Proposed amendments to Victoria's VAD law include allowing a compassionate exemption to the state's strict residency requirement. This simple change would have made all the difference to Diana Beaton. 

Diana did what many Australians do in retirement - she sold up and moved in order to maximise her modest income. 

She put her Sydney apartment on the market and moved to a retirement village in St Kilda, Melbourne at the end of 2023. 

Aged 80, Diana was in good health and looked forward to her new life, immersed in the cultural activities she enjoyed such as arthouse cinema, literature, music and theatre. 

She brought with her a good sound system and her most treasured records, with her musical tastes ranging from classical to American bluegrass. 

A mad foodie, she had ordered a Danish dining table and was looking forward to holding dinner parties, with plenty of her beloved pinot grigio. In her lifetime, she had travelled widely, helped set up the Elsie Women’s Refuge in Sydney and was dedicated to public service. 

“Diana was intelligent, well read and bubbly. She loved people. She was very social and sophisticated,” longtime friend Kaye Greenleaf said. 

Diana was active and looked young for her age. She’d had regular medical checks and tests, and at the time of her move to Melbourne, believed herself to be in good health. 

However at the end of April 2024, six months after the move, Diana was diagnosed with stage four lung cancer. A pain in her leg turned out to be the cancer that had metastasised into her bones.

“She had no idea she was sick. She was exhausted but had put that down to the move,” Kaye said. 

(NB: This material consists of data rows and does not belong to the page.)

PR #73, opened 2024-08-02
Lightning multinode parquet

jdnurme:
Functional single and distributed examples of dataflux used for parquet-text file processing with lightning. README will follow this PR with more detailed instructions on how to use and run this demo.

- [x] Tests pass


demo/lightning/text-based/distributed/Dockerfile
```diff
@@ -0,0 +1,11 @@
+# Base Image: Start with a slim Python image that already includes Python3.
```
MattIrv, line 1: In order to simplify things, you might want to make this work with the Dockerfile in the base of the repo. That also has the benefit of packaging up the whole repo including local changes, so that you can make and test changes without pushing them to PyPi

demo/lightning/text-based/distributed/model.py
```diff
@@ -0,0 +1,309 @@
...
+    config = df_iter.Config(prefix=args.prefix, sort_listing_results=True)
+    my_model = TextDemoModel(encoder, decoder)
+    bsize = args.batch_size
+
+    # Construct the lightning trainer and run the fit with our model and custom dataset.
+    # Note that limit_train_batches specifies how much of the dataset to train each epoch.
+    trainer = pl.Trainer(accelerator='cpu',
+                         devices=args.devices,
+                         strategy=pl.strategies.DDPStrategy(
+                             timeout=datetime.timedelta(minutes=30)),
```
MattIrv, line 276: Can you update this to a smaller timeout here so that it fails faster if something is wrong and doesn't appear to be stuck?

demo/lightning/text-based/distributed/requirements.txt
```diff
@@ -0,0 +1,6 @@
+torch
+dataflux
```
MattIrv, line 2: Is this supposed to be here? I think gcs-torch-dataflux is the right one isn't it?

demo/lightning/text-based/single-node/requirements.txt
```diff
@@ -0,0 +1,6 @@
+torch
+dataflux
```
MattIrv, line 2: Same comment here

demo/lightning/text-based/distributed/Dockerfile
MattIrv, line 1: Either in this PR or a follow up, can you add a README?

MattIrv (approved):

demo/lightning/text-based/distributed/example-deploy.yaml
```diff
@@ -0,0 +1,72 @@
+# Use Static provisioning to define a PV for Cloud Storage buckets.
```
bernardhan33, line 1: Remove this comment too as we are not using GCSFuse.

demo/lightning/text-based/distributed/example-deploy.yaml
```diff
@@ -0,0 +1,72 @@
...
+# https://cloud.google.com/kubernetes-engine/docs/how-to/persistent-volumes/cloud-storage-fuse-csi-driver#provision-static.
+apiVersion: jobset.x-k8s.io/v1alpha2
```
bernardhan33, line 3: Note that the YAML file here assumes that you have jobset and Kueue enabled so it will not work with any regular GKE cluster. I see that you have a README PR following up. We might as well ask that users create a cluster using XPK which comes with those things. In fact you are able to run this on our clusters because those are created by XPK.

demo/lightning/text-based/distributed/example-deploy.yaml
```diff
@@ -0,0 +1,72 @@
...
+      template:
+        spec:
+          parallelism: 2    # Equal to the number of VMs per slice
+          completions: 2    # Same as the above.
+          backoffLimit: 0   # When any pod fails, the job is failed
+          template:
+            spec:
+              schedulerName: default-scheduler
+              restartPolicy: Never
+              nodeSelector:
```
bernardhan33, line 26: remove these too because it is not guaranteed for clusters to have local SSDs.

demo/lightning/text-based/distributed/Dockerfile
bernardhan33, line 1: For all the files here, please add the header license.

demo/lightning/text-based/distributed/requirements.txt
```diff
@@ -0,0 +1,6 @@
...
+pytorch-lightning
```
bernardhan33, line 3: gcs-torch-dataflux should contain lightning?

demo/lightning/text-based/distributed/Dockerfile
jdnurme: Yes that will be added in the followup

jdnurme: Yes i'll update that alongside the readme that includes instructions on how to run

Diana enquired about voluntary assisted dying (VAD), only to discover she would not meet Victoria’s rigid one-year residency requirement. 

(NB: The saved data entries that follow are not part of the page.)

PR #74, opened 2024-08-02
Make DatafluxPytTrain a wrapper of DataFluxMapStyleDataset

abhibyreddi:
Also removes Ray specific code as we figured out how to deploy on GKE without relying on Ray.

Ran `train.py` locally and made sure it ran successfully.


MattIrv (approved):
Nice way of simplifying the code!

demo/lightning/image-segmentation/dataset.py
```diff
@@ -31,99 +30,68 @@ def __init__(
...
-        self.labels = dataflux_core.fast_list.ListingController(
-            max_parallelism=self.config.num_processes,
-            project=self.project_name,
-            bucket=self.bucket_name,
-            sort_results=self.config.
-            sort_listing_results,  # This needs to be True to map images with labels.
-            prefix=labels_prefix,
-        ).run()
+
+        self.images_in_bytes = dataflux_mapstyle_dataset.DataFluxMapStyleDataset(
```
bernardhan33, line 47: nit: might be better named with something like "images_dataset" because we used "images_in_bytes" to represent the downloaded images files in the format of bytes. Here we are just defining a dataset and haven't downloaded anything yet.

demo/lightning/image-segmentation/dataset.py
```diff
@@ -31,99 +30,68 @@ def __init__(
...
+            project_name=self.project_name,
+            bucket_name=self.bucket_name,
+            config=dataflux_mapstyle_dataset.Config(
+                sort_listing_results=True,
+                prefix=kwargs["images_prefix"],
+            ),
+        )
+
+        self.labels_in_bytes = dataflux_mapstyle_dataset.DataFluxMapStyleDataset(
```
bernardhan33, line 56: ditto

demo/lightning/image-segmentation/dataset.py
```diff
@@ -31,99 +30,68 @@ def __init__(
...
-            sort_results=self.config.
-            sort_listing_results,  # This needs to be True to map images with labels.
-            prefix=labels_prefix,
-        ).run()
+
+        self.images_in_bytes = dataflux_mapstyle_dataset.DataFluxMapStyleDataset(
+            project_name=self.project_name,
+            bucket_name=self.bucket_name,
+            config=dataflux_mapstyle_dataset.Config(
+                sort_listing_results=True,
```
bernardhan33, line 51: nit: would be good to keep the comment here that "# This needs to be True to map images with labels.". This needs to be set for the two datasets to map data samples to each other.

demo/lightning/image-segmentation/dataset.py
```diff
@@ -31,99 +30,68 @@ def __init__(
...
 
     def __getitem__(self, idx):
         image = np.load(
             io.BytesIO(
-                dataflux_core.download.download_single(
-                    storage_client=self.storage_client,
-                    bucket_name=self.bucket_name,
-                    object_name=self.images[idx][0],
-                )), )
+                self.images_in_bytes.objects[idx],
```
bernardhan33, line 71: please fix: This will break the __getitem__ logic as the "objects" variable in the dataset just refers to the listing results. Instead, you will need `self.images_in_bytes[idx]` where `images_in_bytes` is the dataset.

demo/lightning/image-segmentation/dataset.py
```diff
@@ -31,99 +30,68 @@ def __init__(
...
+        )
 
         label = np.load(
             io.BytesIO(
-                dataflux_core.download.download_single(
-                    storage_client=self.storage_client,
-                    bucket_name=self.bucket_name,
-                    object_name=self.labels[idx][0],
-                )), )
+                self.labels_in_bytes.objects[idx],
```
bernardhan33, line 77: ditto

demo/lightning/image-segmentation/dataset.py
abhibyreddi: Thanks for catching! Sent out PR #77 to address all comments on this PR. Thanks for reviewing on you day off.

bernardhan33: Thanks for the quick fix. I scheduled a /sendLater for Monday morning but you beat me to it ;)

Signed off early on Friday so making the time up for review.

PR #81, opened 2024-08-06
Add code to make it possible to deploy training on a multi-node GKE cluster

abhibyreddi:
README file will be added in the follow up PR

Tested by deploying on four nodes


MattIrv (approved):
Just to confirm, does this code still work for single-node local runs as well?

abhibyreddi:
> Just to confirm, does this code still work for single-node local runs as well?

Added a new flag called "local" which defaults to False. It's now possible to run it locally on a single-node machine.

PR #82, opened 2024-08-07
Configure shared memory size

abhibyreddi:
Default limit is too low (64MiB) causing OOMs for all cases where `num_workers > 0`. 

Tested by running successfully on 4 nodes with `prefetch_factor` set to `100` and `num_workers` set to `1`.

### DIFF
--- a/demo/lightning/image-segmentation/data.py
+++ b/demo/lightning/image-segmentation/data.py
@@ -65,7 +65,7 @@ class Unet3DDataModule(pl.LightningDataModule):
             num_workers=self.args.num_workers,
             pin_memory=True,
             drop_last=True,
-            prefetch_factor=100,
+            prefetch_factor=self.args.prefetch_factor,
         )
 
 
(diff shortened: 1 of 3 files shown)


demo/lightning/image-segmentation/data.py
```diff
@@ -62,9 +62,10 @@ def train_dataloader(self):
             batch_size=self.args.batch_size,
             shuffle=not self.args.benchmark and self.train_sampler is None,
             sampler=self.train_sampler,
-            num_workers=0,
+            num_workers=self.args.num_workers,
             pin_memory=True,
             drop_last=True,
+            prefetch_factor=100,
```
MattIrv, line 68: It would probably be a good idea to make this configurable with a flag too

MattIrv (approved):
Nice fix! Do you see an improvement in performance when running with more workers now?

demo/lightning/image-segmentation/data.py
abhibyreddi: Done!

PR #87, opened 2024-08-08
Initialize new storage_client.bucket on every request

Yash9060:
Remove the check to initialize bucket client only once, since we want to be able to pass different GCS buckets in save/restore/delete checkpointing functions.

Unlike other states, Victoria does not allow any exemptions to the law, even for people who have recently moved states such as Diana.

By August that year, Diana was in great pain and too weak for treatment. She had frequent visitors but on the night she died she was alone, in hospital -only a few months short of satisfying the residency requirement.

Diana’s longtime friend Anne Summers, with whom she grew up in Adelaide, was moved to write a story in the Saturday Paper: The Lonely Death of Diana Beaton, enraged that her friend had been denied a peaceful and compassionate death. 

“No candles, no music, no reassuring hands holding and helping her, no murmurs of love and farewell. No aura of consolation to ease her passage,’’ Summers wrote. 

Summers described Victoria’s VAD laws as “pitiless”,  “where a person is denied an easy death simply because they fell a few months short of an arbitrary residency requirement”. 

Proposed amendments to Victoria’s VAD law include an exemption from the residency requirement on compassionate grounds, or if a person currently lives or receives medical treatment in Victoria. 

Under the proposed changes, there is no doubt Diana would have had a strong case for an exemption.

“It’s just so unfair. It was completely unnecessary. Nobody was even allowed to look at her situation. If an exemption had been available, she would have been granted it,” says Kaye. 

The strict residency requirement in Victoria’s 2017 VAD legislation was intended to stop people travelling from other jurisdictions to access VAD. 

However it has become increasingly redundant as every state and the ACT now has VAD laws. 

As Kaye points out: “She didn’t go to Victoria to access VAD. She could have had it in NSW.”

“She wanted to have a choice. And she had no idea Victoria had this clause - she expected to be able to die with her loved ones around her,’’ she said.

“She would have wanted to die at her retirement home, where she had settled in well, and her friends and extended family would have flown in to be there.

“Victoria should be brought into line with the other states."

The proposed amendments are being debated in Victorian parliament.